Collected data entries
PR #97, opened 2020-07-22
gRPC Refactor: Remove identity from grpc

dmerrill6:
# Change log

- Changed identity requiring methods to only use public keys.

- Removed methods for obtaining / creating identities. Those should now be called from apps implementing the Daemon.

- Renamed the gRPC that generates a public link for a file and changed the request shape to allow password and an array of files (@perfectmak).

- Renamed the SelectGroup method.

- Changed the returned bucket shape to only include public key of members instead of whole identity.

- Updated docs.

## TODO

Implement credentials for 3rd party app authorization into methods using https://grpc.io/docs/guides/auth/

Client will have to include credentials when calling the gRPC in the future. Think this approach is better than adding an additional param to each method called "token" and calling a validating function in each gRPC endpoint implementation.


grpc/proto/space.proto
```diff
@@ -27,13 +27,6 @@ service SpaceApi {
     };
   }
 
-  // Get Config information installed daemon
-  rpc GetConfigInfo(google.protobuf.Empty) returns (ConfigInfoResponse) {
```
perfectmak, line 31: Also, don't forget to delete the 
```
message ConfigInfoResponse {
  string port = 1;
  string appPath = 2;
}
```

dmerrill6: Fixed in 9de527b.
Will merge soon if we don't get additional comments.

PR #98, opened 2020-07-24
Feature/ch17238/multipe file sharing logic

perfectmak:
**CHANGELOG**
- Replace random encryption key with a pbkdf generation
- Update sharing logic to zip multiple files before encryption.
- Update open public shared filed logic to use password when decrypting.


perfectmak:
> LGTM. Wonder if we should move the pbkdf salt and IV to a config tho so that we inject it on build and not expose it in the repo. What do you think?

Yes, I can move it to a config, but I felt we should leave those values open because if we want people to build custom experience around publicly shared files without having to ask use for the decryption parameters. One update I want to do though is to have the IV be random and prepend it to the encrypted payload. So all that would be left is the salt and I think it is reasonably safe to leave that open. What do you think?

PR #415, opened 2021-09-09
tests: add "include-fixed" GCC directory to include directories

diabonas:
On Arch Linux, the GCC version of `limits.h` is in the `include-fixed` instead of the `include` directory. It needs to be included in the include directories list, otherwise attempting to compile the test suite fails with the following error:
```
In file included from /usr/include/efivar/efivar-dp.h:22,
                 from /usr/include/efivar/efivar.h:238,
                 from include/test.h:51,
                 from shim.h:68,
                 from csv.c:6:
/usr/include/limits.h:124:16: fatal error: limits.h: No such file or directory
  124 | # include_next <limits.h>
      |                ^~~~~~~~~~
compilation terminated.
```

### DIFF
--- a/include/test.mk
+++ b/include/test.mk
@@ -46,6 +46,10 @@ CFLAGS = $(OPTIMIZATIONS) -std=gnu11 \
 	 -DSHIM_UNIT_TEST \
 	 "-DDEFAULT_DEBUG_PRINT_STATE=$(DEBUG_PRINTS)"
 
+# On some systems (e.g. Arch Linux), limits.h is in the "include-fixed" instead
+# of the "include" directory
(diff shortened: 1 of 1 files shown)


frozencemetery (commented):
A comment in test.mk indicating that this is for Arch would be nice.  Otherwise, while have to add this isn't ideal, the change looks fine to me.

diabonas:
> A comment in test.mk indicating that this is for Arch would be nice.

Sure, done :) I don't think adding "inline" comments in a variable definition continued over multiple lines using backslashes is possible in a Makefile, so used a separate addtion to `CFLAGS` at the very end instead (which builds fine as well).

frozencemetery (approved):
Yeah, I think like this is fine.  (If order became tricky, it could be another variable that gets added where you had it originally.)

PR #416, opened 2021-09-16
Better console checks

vathpela:
There's a potential for future (or even existing) platforms to without console output to not populate ST->ConIn and ST->ConOut.  This patch set adds checks to all of our usage of those protocol shortcuts.


frozencemetery (approved):
Looks fine as an improvement.

PR #417, opened 2021-09-20
Test import_mok_state() when MokListRT would be bigger than available size

vathpela:
This patch set adds `test_mok_mirror_1()`, which is basically like `test_mok_mirror_0()` except with a variable size limit smaller than `MokListRT` would be, and with the `.must_be_absent` flag set to `true` in the test data, so the test will fail if the variable is successfully created *or* if the data is not in the mokvars config variable.

### DIFF
--- a/include/mock-variables.h
+++ b/include/mock-variables.h
@@ -115,6 +115,8 @@ void mock_uninstall_query_variable_info(void);
 void mock_reset_variables(void);
 void mock_reset_config_table(void);
 void mock_finalize_vars_and_configs(void);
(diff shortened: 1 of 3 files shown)


julian-klode:
Should the tests maybe have more descriptive names than 0 and 1? And/Or comments would be nice, so you won't need to dig through commits later to find out what the test tests.

frozencemetery (changes requested):
This needs rebased on main - I'm not sure where github is getting "no conflicts" from.

jsetje (approved):

PR #422, opened 2021-10-05
fallback: Fix for BootOrder crash when index returned by find_boot_option() is not in current BootOrder list

rmetrich:
Seen on Dell PowerEdge R740 when booting with BOOTX64 constantly.

This patch keeps the behaviour previous to commit #1b30c2b by returning the index of the "Linux" entry.
Then a check is made to find the entry in the current BootOrder:
- if it isn't there, prepend the entry and copy the rest (this enlarges the BootOrder array by 1)
- if it's there, prepend the entry and copy all remaining entries

---

Example of outputs on a Dell PowerEdge R740:
- 0000 is BOOTX64 entry
- other entries are Dell's default ones (internal, no "Linux" there)

1. Entry not already existing in BootOrder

Assignment: From the first line to the last, copy every record exactly.

Written answer:
PR #97, opened 2020-07-22
gRPC Refactor: Remove identity from grpc

dmerrill6:
# Change log

- Changed identity requiring methods to only use public keys.

- Removed methods for obtaining / creating identities. Those should now be called from apps implementing the Daemon.

- Renamed the gRPC that generates a public link for a file and changed the request shape to allow password and an array of files (@perfectmak).

- Renamed the SelectGroup method.

- Changed the returned bucket shape to only include public key of members instead of whole identity.

- Updated docs.

## TODO

Implement credentials for 3rd party app authorization into methods using https://grpc.io/docs/guides/auth/

Client will have to include credentials when calling the gRPC in the future. Think this approach is better than adding an additional param to each method called "token" and calling a validating function in each gRPC endpoint implementation.


grpc/proto/space.proto
```diff
@@ -27,13 +27,6 @@ service SpaceApi {
     };
   }
 
-  // Get Config information installed daemon
-  rpc GetConfigInfo(google.protobuf.Empty) returns (ConfigInfoResponse) {
```
perfectmak, line 31: Also, don't forget to delete the 
```
message ConfigInfoResponse {
  string port = 1;
  string appPath = 2;
}
```

dmerrill6: Fixed in 9de527b.
Will merge soon if we don't get additional comments.

PR #98, opened 2020-07-24
Feature/ch17238/multipe file sharing logic

perfectmak:
**CHANGELOG**
- Replace random encryption key with a pbkdf generation
- Update sharing logic to zip multiple files before encryption.
- Update open public shared filed logic to use password when decrypting.


perfectmak:
> LGTM. Wonder if we should move the pbkdf salt and IV to a config tho so that we inject it on build and not expose it in the repo. What do you think?

Yes, I can move it to a config, but I felt we should leave those values open because if we want people to build custom experience around publicly shared files without having to ask use for the decryption parameters. One update I want to do though is to have the IV be random and prepend it to the encrypted payload. So all that would be left is the salt and I think it is reasonably safe to leave that open. What do you think?

PR #415, opened 2021-09-09
tests: add "include-fixed" GCC directory to include directories

diabonas:
On Arch Linux, the GCC version of `limits.h` is in the `include-fixed` instead of the `include` directory. It needs to be included in the include directories list, otherwise attempting to compile the test suite fails with the following error:
```
In file included from /usr/include/efivar/efivar-dp.h:22,
                 from /usr/include/efivar/efivar.h:238,
                 from include/test.h:51,
                 from shim.h:68,
                 from csv.c:6:
/usr/include/limits.h:124:16: fatal error: limits.h: No such file or directory
  124 | # include_next <limits.h>
      |                ^~~~~~~~~~
compilation terminated.
```

### DIFF
--- a/include/test.mk
+++ b/include/test.mk
@@ -46,6 +46,10 @@ CFLAGS = $(OPTIMIZATIONS) -std=gnu11 \
 	 -DSHIM_UNIT_TEST \
 	 "-DDEFAULT_DEBUG_PRINT_STATE=$(DEBUG_PRINTS)"
 
+# On some systems (e.g. Arch Linux), limits.h is in the "include-fixed" instead
+# of the "include" directory
(diff shortened: 1 of 1 files shown)


frozencemetery (commented):
A comment in test.mk indicating that this is for Arch would be nice.  Otherwise, while have to add this isn't ideal, the change looks fine to me.

diabonas:
> A comment in test.mk indicating that this is for Arch would be nice.

Sure, done :) I don't think adding "inline" comments in a variable definition continued over multiple lines using backslashes is possible in a Makefile, so used a separate addtion to `CFLAGS` at the very end instead (which builds fine as well).

frozencemetery (approved):
Yeah, I think like this is fine.  (If order became tricky, it could be another variable that gets added where you had it originally.)

PR #416, opened 2021-09-16
Better console checks

vathpela:
There's a potential for future (or even existing) platforms to without console output to not populate ST->ConIn and ST->ConOut.  This patch set adds checks to all of our usage of those protocol shortcuts.


frozencemetery (approved):
Looks fine as an improvement.

PR #417, opened 2021-09-20
Test import_mok_state() when MokListRT would be bigger than available size

vathpela:
This patch set adds `test_mok_mirror_1()`, which is basically like `test_mok_mirror_0()` except with a variable size limit smaller than `MokListRT` would be, and with the `.must_be_absent` flag set to `true` in the test data, so the test will fail if the variable is successfully created *or* if the data is not in the mokvars config variable.

### DIFF
--- a/include/mock-variables.h
+++ b/include/mock-variables.h
@@ -115,6 +115,8 @@ void mock_uninstall_query_variable_info(void);
 void mock_reset_variables(void);
 void mock_reset_config_table(void);
 void mock_finalize_vars_and_configs(void);
(diff shortened: 1 of 3 files shown)


julian-klode:
Should the tests maybe have more descriptive names than 0 and 1? And/Or comments would be nice, so you won't need to dig through commits later to find out what the test tests.

frozencemetery (changes requested):
This needs rebased on main - I'm not sure where github is getting "no conflicts" from.

jsetje (approved):

PR #422, opened 2021-10-05
fallback: Fix for BootOrder crash when index returned by find_boot_option() is not in current BootOrder list

rmetrich:
Seen on Dell PowerEdge R740 when booting with BOOTX64 constantly.

This patch keeps the behaviour previous to commit #1b30c2b by returning the index of the "Linux" entry.
Then a check is made to find the entry in the current BootOrder:
- if it isn't there, prepend the entry and copy the rest (this enlarges the BootOrder array by 1)
- if it's there, prepend the entry and copy all remaining entries

---

Example of outputs on a Dell PowerEdge R740:
- 0000 is BOOTX64 entry
- other entries are Dell's default ones (internal, no "Linux" there)

1. Entry not already existing in BootOrder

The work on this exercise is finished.